PR #8172, opened 2023-02-09
fix: auction navigation android issue

gkartalis:
This PR resolves [] 

### Description

On android when opening the app and trying to navigate to the `Sale` page we were always getting an error on the first try, and on the second try we were accessing the page correctly.

The reason for that was that the relay and suspense weren't configured correctly for this screen, this pr fixes that.

|Before|After|
|---|---|
|https://www.loom.com/share/9330260275f34efdbddd6bd565ca7104|https://www.loom.com/share/c96813f55e6a4b748ac7960e38749246|

### PR Checklist

### To the reviewers 👀

- 

#### iOS user-facing changes

-

- fix auction navigation android issue - gkartalis

#### Dev changes

-

</details>

### DIFF
--- a/src/app/Scenes/Sales/Sales.tsx
+++ b/src/app/Scenes/Sales/Sales.tsx
@@ -30,7 +30,15 @@ export const SalesScreenQuery = graphql`
   }
 `
 
-export const Sales: React.FC<{ data: SalesQuery["response"] }> = ({ data }) => {
+export const Sales: React.FC = () => {
+  const data = useLazyLoadQuery<SalesQuery>(
+    SalesScreenQuery,
+    {},
+    {
+      fetchPolicy: "store-and-network",
+      networkCacheConfig: { force: true },
+    }
+  )
   const [isRefreshing, setIsRefreshing] = useState(false)
 
   // using max_value because we want CurrentlyRunningAuctions & UpcomingAuctions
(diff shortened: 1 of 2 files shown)


rajsam003 (approved):
Thanks for the change

src/app/Scenes/Sales/Sales.tsx
```diff
@@ -89,14 +97,6 @@ export const Sales: React.FC<{ data: SalesQuery["response"] }> = ({ data }) => {
 }
 
 export const SalesQueryRenderer = () => {
```
dimatretyak, line 99: **suggestion**: rename this from `SalesQueryRenderer` to `SalesScreen`

dimatretyak (approved):

src/app/Scenes/Sales/Sales.tsx
gkartalis: good point, will bring those changes to main as well with this ☝️ thanks @dimatretyak

src/app/Scenes/Sales/Sales.tsx
```diff
@@ -30,7 +30,15 @@ export const SalesScreenQuery = graphql`
...
 `
 
-export const Sales: React.FC<{ data: SalesQuery["response"] }> = ({ data }) => {
+export const Sales: React.FC = () => {
+  const data = useLazyLoadQuery<SalesQuery>(
+    SalesScreenQuery,
+    {},
+    {
+      fetchPolicy: "store-and-network",
+      networkCacheConfig: { force: true },
```
MounirDhahri, line 39: **nitpick(no changes needed):**given that the fetch policy is set to `store-and-network` I suspect that this will ever happen since the `force` is set to `true` inside `networkCacheConfig`. In similar cases, I would suggest to go with `network` as a fetch policy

____________________

Required work. Copy the full listing verbatim.

Answer to this problem.
PR #8172, opened 2023-02-09
fix: auction navigation android issue

gkartalis:
This PR resolves [] 

### Description

On android when opening the app and trying to navigate to the `Sale` page we were always getting an error on the first try, and on the second try we were accessing the page correctly.

The reason for that was that the relay and suspense weren't configured correctly for this screen, this pr fixes that.

|Before|After|
|---|---|
|https://www.loom.com/share/9330260275f34efdbddd6bd565ca7104|https://www.loom.com/share/c96813f55e6a4b748ac7960e38749246|

### PR Checklist

### To the reviewers 👀

- 

#### iOS user-facing changes

-

- fix auction navigation android issue - gkartalis

#### Dev changes

-

</details>

### DIFF
--- a/src/app/Scenes/Sales/Sales.tsx
+++ b/src/app/Scenes/Sales/Sales.tsx
@@ -30,7 +30,15 @@ export const SalesScreenQuery = graphql`
   }
 `
 
-export const Sales: React.FC<{ data: SalesQuery["response"] }> = ({ data }) => {
+export const Sales: React.FC = () => {
+  const data = useLazyLoadQuery<SalesQuery>(
+    SalesScreenQuery,
+    {},
+    {
+      fetchPolicy: "store-and-network",
+      networkCacheConfig: { force: true },
+    }
+  )
   const [isRefreshing, setIsRefreshing] = useState(false)
 
   // using max_value because we want CurrentlyRunningAuctions & UpcomingAuctions
(diff shortened: 1 of 2 files shown)


rajsam003 (approved):
Thanks for the change

src/app/Scenes/Sales/Sales.tsx
```diff
@@ -89,14 +97,6 @@ export const Sales: React.FC<{ data: SalesQuery["response"] }> = ({ data }) => {
 }
 
 export const SalesQueryRenderer = () => {
```
dimatretyak, line 99: **suggestion**: rename this from `SalesQueryRenderer` to `SalesScreen`

dimatretyak (approved):

src/app/Scenes/Sales/Sales.tsx
gkartalis: good point, will bring those changes to main as well with this ☝️ thanks @dimatretyak

src/app/Scenes/Sales/Sales.tsx
```diff
@@ -30,7 +30,15 @@ export const SalesScreenQuery = graphql`
...
 `
 
-export const Sales: React.FC<{ data: SalesQuery["response"] }> = ({ data }) => {
+export const Sales: React.FC = () => {
+  const data = useLazyLoadQuery<SalesQuery>(
+    SalesScreenQuery,
+    {},
+    {
+      fetchPolicy: "store-and-network",
+      networkCacheConfig: { force: true },
```
MounirDhahri, line 39: **nitpick(no changes needed):**given that the fetch policy is set to `store-and-network` I suspect that this will ever happen since the `force` is set to `true` inside `networkCacheConfig`. In similar cases, I would suggest to go with `network` as a fetch policy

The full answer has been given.